WHAT NEEDS TO BE DONE
All of the data below is to be output exactly as written.

----

PR #194, opened 2023-04-25
Adapted to inputs of different lengths

senli1073:
In the current version, `offset < 0` may occur in some cases.

### DIFF
--- a/seisbench/models/phasenet.py
+++ b/seisbench/models/phasenet.py
@@ -165,7 +165,13 @@ class PhaseNet(WaveformModel):
     @staticmethod
     def _merge_skip(skip, x):
         offset = (x.shape[-1] - skip.shape[-1]) // 2
-        x_resize = x[:, :, offset : offset + skip.shape[-1]]
+        if offset >=0 :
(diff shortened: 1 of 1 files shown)


yetinam:
Hi @senli1073 ,
thanks for your contribution. I'm currently at EGU so will only get to look at it next week. In the meantime, could you provide a slightly more detailed description of the rational for the PR?

senli1073:
> Hi @senli1073 , thanks for your contribution. I'm currently at EGU so will only get to look at it next week. In the meantime, could you provide a slightly more detailed description of the rational for the PR?

Hey @yetinam ,

In some cases, the last dimension of `x` may be smaller than `skip`, resulting in `offset < 0`. 

For example, when `in_samples = 6001`, the shape of `x` in the third upsampling stage is `[1, 16, 1500]`, but the shape of `skip` is `[1, 16, 1501]`, resulting in  `offset = (1500 - 1501) // 2 = -1`.

The method given by the PR is: when `skip.shape[-1] > x.shape[-1]`, pad `0.` to both sides of the last dimension of `x`.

----

EXERCISE RESULT
PR #194, opened 2023-04-25
Adapted to inputs of different lengths

senli1073:
In the current version, `offset < 0` may occur in some cases.

### DIFF
--- a/seisbench/models/phasenet.py
+++ b/seisbench/models/phasenet.py
@@ -165,7 +165,13 @@ class PhaseNet(WaveformModel):
     @staticmethod
     def _merge_skip(skip, x):
         offset = (x.shape[-1] - skip.shape[-1]) // 2
-        x_resize = x[:, :, offset : offset + skip.shape[-1]]
+        if offset >=0 :
(diff shortened: 1 of 1 files shown)


yetinam:
Hi @senli1073 ,
thanks for your contribution. I'm currently at EGU so will only get to look at it next week. In the meantime, could you provide a slightly more detailed description of the rational for the PR?

senli1073:
> Hi @senli1073 , thanks for your contribution. I'm currently at EGU so will only get to look at it next week. In the meantime, could you provide a slightly more detailed description of the rational for the PR?

Hey @yetinam ,

In some cases, the last dimension of `x` may be smaller than `skip`, resulting in `offset < 0`. 

For example, when `in_samples = 6001`, the shape of `x` in the third upsampling stage is `[1, 16, 1500]`, but the shape of `skip` is `[1, 16, 1501]`, resulting in  `offset = (1500 - 1501) // 2 = -1`.

The method given by the PR is: when `skip.shape[-1] > x.shape[-1]`, pad `0.` to both sides of the last dimension of `x`.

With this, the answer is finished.